3. Graphistry Components#
Understanding Graphistry’s architecture may help you make your deployment architecture decisions:
Graphistry Core: The visualization server
GPU Visualization uploads and live sessions
Docker containers that require nvidia-docker and Nvidial Pascal or later (See GPU/OS hardware requirements)
Supports multi-GPU (single node) and GPU resource isolation
Configurable reverse proxy, TLS, and user/API key management
Graphistry Investigation Server (Optional)
Installed as part of Graphistry Core
Investigation templates
Investigation cases, with embedded visualizations/sessions
Connectors: Pushdown queries over DB/API connectors
Deep linkable: External systems (Splunk, dashboards, emails, …) can be configured with links into Graphistry views and workflows
Graphistry Data Bridge (Optional)
Standalone docker-based server (See Graphistry Data Bridge)
Enables individual Investigation Server connectors to proxy through a jump server
Useful for bridging Graphistry cloud with on-prem data sources when simpler alternatives do not suffice
Graphistry API
Used by external web apps, notebook servers, etc.

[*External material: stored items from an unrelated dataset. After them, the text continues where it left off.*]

Issue #747, opened 2020-11-01
`shell.nix` is currently vacuous


Anton-Latukha:
It is well known, `...` does not work as intended in Nix, since implicit variadic attributes can not be passed during imports of other files (it is considered a feature of the language).

For example, both versions:

```
attrs@{ ... }: (import ./. attrs).env
# is equivalent to
attrs@{} : (import ./. attrs).env
```

, they equivalent since they both behave the same, they d not pass any `attrs` into the derivation:

```fish
nix-shell --argstr compiler 'ghc884'    # Does not work in both above versions of `shell.nix`
ghc --version
The Glorious Glasgow Haskell Compilation System, version 8.10.2
```

While `nix-build` that loads the `default.nix` - works perfectly:

```fish
nix-build --argstr compiler 'ghc884'    # Works properly, because uses `default.nix` interface
```

So I question the binding and passing of `attrs` in `shell.nix` at all - because it does not pass any implicit args in any case of `{}` or `{...}` or `{ <explicit_args>, ...}` - it is a rope of sand that trips people.

Since `attrs` does not work - the `shell.nix` is fully vacuous and by the Occam's razor can be removed, and so simply `default.nix` is used, load env from there - then `default.nix` API becomes accessible for `nix-shell`. But that API is also for compilation and many keys do not apply for the shell env.

The least what can be done - is provide explicit interface in `shell.nix` - there is not much attrs for it currently, it is two attrs.

layus:
Closing since it seems fixed (shell.nix provides defaults for the shell, and access to the full API).
Feel free to reopen if need be.

sorki:
The arguments passing bug that reappears from time to time is so annoying we should devise a test for this at some point for `hnix`.

```
nix-build --argstr compiler 'ghc884'    # Works properly, because uses `default.nix` interface
nix-shell --argstr compiler 'ghc884'    # Does not work in both above versions of `shell.nix`
```

I've been digging into this for couple hours (there are numerous PRs claiming to fix this) and I think @Kiwi knew of a fix and one required addition to `shell.nix` for recent Nix but is too shy to submit a PR.

Anton-Latukha:
:arrow_up:
Indeed, this report is opened since the code does seem like it passes the interface, but the interface passing to `shell.nix` does not work.

[...]

PR #748, opened 2020-11-01
shell.nix: use Haskell notation, explicit attrs

Anton-Latukha:
This form is 1:1 Haskell.

#747 explains the addition of explicit attr into `shell.nix`.

### DIFF
--- a/default.nix
+++ b/default.nix
@@ -76,8 +76,8 @@
 , executableNamesToShellComplete ? [ "hnix" ]
 
 
-# Include Hoogle into derivation
-, withHoogle  ? true
+# Include Hoogle executable and DB into derivation
+, withHoogle  ? false
 
 
 # Nix by default updates and uses locally configured nixpkgs-unstable channel
--- a/shell.nix
+++ b/shell.nix
@@ -1,1 +1,5 @@
-{} @ attrs: (import ./. attrs).env
+attrs@
+  { compiler ? "ghc8101"
+  , withHoogle ? true
+  }:
+(import ./. attrs).env
--- a/shell.nix
+++ b/shell.nix
@@ -1,5 +1,6 @@
 attrs@{...}:
 let defaultAttrs = {
+  # Defaults are put in this form deliberately. Details: #748
   withHoogle = true;
   compiler = "ghc8101";
 };
--- a/shell.nix
+++ b/shell.nix
@@ -1,5 +1,6 @@
-attrs@
-  { compiler ? "ghc8101"
-  , withHoogle ? true
-  }:
-(import ./. attrs).env
+attrs@{...}:
+let defaultAttrs = {
+  withHoogle = true;
+  compiler = "ghc8101";
+};
+in (import ./. (defaultAttrs // attrs)).env


Anton-Latukha:
Well.

Great.

`nix-shell --pure --command 'hoogle True'`

`shell.nix`:
```nix
attrs@
  { compiler ? "ghc8101"
  , withHoogle ? true
  }:
(import ./. attrs).env
```

`default.nix`
```nix
{ withHoogle ? false }
```

Result: `hoogle: command not found`, since: `withHoogle false`...

How.
Why?
How it happens that overshadowed expression gets evaluated instead of what shadowed it.

I'm sorry, I thought lazy evaluation should start from evaluating what shadows the expressions/values. Solving the expression starts with `call-by-name` expression getting fully composed, and then called-by-name `withHoogle` value gets solved. At that point, import already happened without any value evaluation in the expression composition phase, so `default.nix` already got loaded into `shell.nix` scope and the `default.nix` `withHoogle` expression got overshadowed by the binding over it the `shell.nix: withHoogle ? true` expression, which all happens before any `withHoogle` value resolution starts, or I do not understand how laziness works properly.

This situation together with `...` not passing interface - I do not see how one can reasonably build & pass any reasonable API in Nix to the user.

Anton-Latukha:
Am I missing something obvious?

layus:
What you are missing is not obvious at all. Debugging with builtins.trace helped me to understand what happens.
`attrs@` capture the actual attset given as argument. Default parameter values like `attrs@{withHoogle ? true}` are ignored.

```nix
let 
  funA = attrs@{withHoogle ? true} : {inherit attrs withHoogle;};
  funB = attrs@{...}: let attrsWithDefault = { withHoogle = true; } // attrs;
                      in { attrs = attrsWithDefault; withHoogle = attrsWithDefault.withHoogle; }; 
in {
  a = funA {}; 
  b = funB {};
}
```

```json
{
  "a": {
    "attrs": {},
    "withHoogle": true
  },
  "b": {
    "attrs": {
      "withHoogle": true
    },
    "withHoogle": true
  }
}
```

I took the liberty to add one commit to this PR. Feel free to edit/delete/rebase it at will.

Anton-Latukha:
Thank you for confirming and adding a workaround.

I am sure I knew it already and encountered it a couple of times before. But active search not successful in confirmation.

& without other people confirming such things, strange quirks in the techs/languages feel like an own lack of something or hallucinations.

Since the project needs to have B2B (I mean, bug-to-bug) implementation, I would do some for streamlining this agenda socially, "must ... collect ... all ... bugs" into the proper article in the proper Wiki. Also HNix probably needs to abstract quirks/bugs so those places explicitly use additional special module abstraction, or at least denoted in the implementation. So the project would be able in the future to keep compatibility and be able to have language dialect refactoring.

layus:
I was actually quite surprised to discover that behavior. It make some sense, but is rather counter-intuitive.

layus:
Oh, there is a big orange box in the doc about that. We are no the first ones to stumble upon this :-)
https://nixos.org/manual/nix/stable/#ss-functions

Anton-Latukha:
This use, or as it is put in manual:
```
let
  function = args@{ a ? 23, ... }: args;
in
 function {}
# will evaluate to an empty attribute set. 
```
- such a case should notify with the message, warning, or the full solution is simple - use of `?` in `@` - should be deprecated, because as it officially put - does not work.

Anton-Latukha:
The reason why one needs to put:
```nix
attrs@{compiler ? "ghc8101", ...}:
```

While as we saw - it does not work, and manual puts it is vacuous, nevertheless, suddenly it provides the most useful side effect - it the only case I know when command argument gets respected and passed into derivation:
```
nix-shell --pure --argstr compiler "ghc884" --command 'ghc --version'
```
Would do what user asked - `8.8.4`.

How we currently done:
```nix
attrs@{ ...}:
let defaultAttrs = {
  # Defaults are put in this form deliberately. Details: #748
  withHoogle = true;
  compiler = "ghc8101";
};
in (import ./. (defaultAttrs // attrs)).env
```

Surprises with old behavior:
```
nix-shell --pure --argstr compiler "ghc884" --command 'ghc --version'
```
Would return *not* asked `8.8.4`, but "default" `8.10.1`.
Old: `attrs@{ ... }:  (import ./. attrs).env` also not passed the arg, what tried to avoid in the first place (the main initial reason for the PR).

Communicates via language-neutral REST APIs and Graphistry-provided per-language convenience libraries
Data Science Notebooks
Jupyter is installed as part of Graphistry Core
External notebooks may also be used via Graphistry API
4. Planning for Multi-Year and RAPIDS Scaleout#
Graphistry helped start and integrates the growing RAPIDS GPU computing ecosystem. Many Graphistry deployments work fine with only Graphistry on one GPU and using its connectors to CPU infrastructure, and horizontally or vertically scaling as the number of analysts increases. However, as RAPIDS matures and is able to do more, the new usage modes benefit from a different kind of planning.
Graphistry and RAPIDS are increasingly able to connect to any data source, including flatfiles, and support multi-GPU + multi-node compute over them. Instead of planning in terms of the number of concurrent analyst sessions as in standard Graphistry, it becomes useful to consider the total raw data size or the size of the typical data extract. GPUs work best when all the data fits in GPU memory, or for larger datasets, when big network connections or multiple smaller ones are made available. It is still the early days, so we recommend discussing with a member of our team.